A new report reveals a continued rise in apps and mobile websites leaking credit card data, with several new cases from prominent brands, including the Hong Kong metro system.
Wandera has discovered a 17% increase (Q1 2016 vs Q4 2015) in apps and mobile websites leaking credit card data since announcing the discovery of the CardCrypt security flaw in December 2015. CardCrypt affected 16 global companies’ mobile websites and apps who were shown to be transmitting users’ credit card details, and in some cases passport information, unencrypted and ‘in the clear’.
Exposure to malicious domains
Among the key findings of the report is the unusual and accelerated growth in malicious domains visited by users in Q1 2016. A massive 200% increase per month through the quarter was attributed to a concerning rise in ad frameworks used within apps and websites that are directing users to domains with a history of malicious activity.
While improved education seems to be helping users avoid visiting malicious websites through typical routes (phishing attacks or unwise browser use), users are nonetheless increasingly being exposed to malware through compromised adverts in the apps they are using.

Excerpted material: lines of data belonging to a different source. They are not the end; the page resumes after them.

PR #6, opened 2011-04-18
Declared Beans enhancement : class hierarchies, positional args, field initialization 

sotty:
The fork also contains the prototypes for PMML support
(drools-pmml and drools-informer modules), but they should be moved to the drools-chance sub-project.


mdproctor:
done

PR #7, opened 2011-04-20
Pull request to fix JBRULES-2976

ljnelson:
Hello; I'm new to git and github, so I apologize if I am inadvertently ignoring etiquette or making some other mistake.

[JBRULES-2976](https://issues.jboss.org/browse/JBRULES-2976) is a bug where the `DefaultMarshaller`--the default implementation of the `Marshaller` interface--does not use the `ObjectMarshallingStrategy` that is supplied at construction.  It _stores_ it, but never does anything with it.  Instead, the strategy reachable from the supplied `StatefulKnowledgeSession` is used instead.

Greater encryption of data
On a positive note, Wandera also discovered a noticeable trend towards greater browser and app encryption. The research identified that 70% of the data from apps is encrypted, an increase of 21% in the last 12 months. Encryption of data within browsers has not risen quite so starkly however – a less pronounced increase of 13%, and a total encryption level of only 52%.
Developers and brands are clearly recognizing the importance of encryption, hence the gradual rise in security measures being put in place. But the rate of improvement must continue, and even accelerate in order to support enterprise security. In the meantime, the onus remains on the enterprise itself to enforce its own monitoring, rules and education to counter the risks.
Data usage in the enterprise
Wandera identified the top 10 apps by data usage on enterprise devices over the last three months. Unsurprisingly, email and Safari represent the majority of data usage – 34%. But five of the remaining eight apps are all non-work-related: Facebook (10%), Instagram (3%), Twitter (2%), WhatsApp Messenger, Spotify Music and Snapchat (all 1%) – showing a clear non-work-related usage trend on enterprise devices.
The research also found that employees are learning to reduce their data usage to conservative levels when roaming – video consumption drops from 14% of domestic data to 4% when roaming – indicating that employee education is working.
iPhones were also shown to be the biggest driver of increased data usage in the enterprise – compared with Samsung devices, whose users only consume 44% of the data used by the average iPhone user.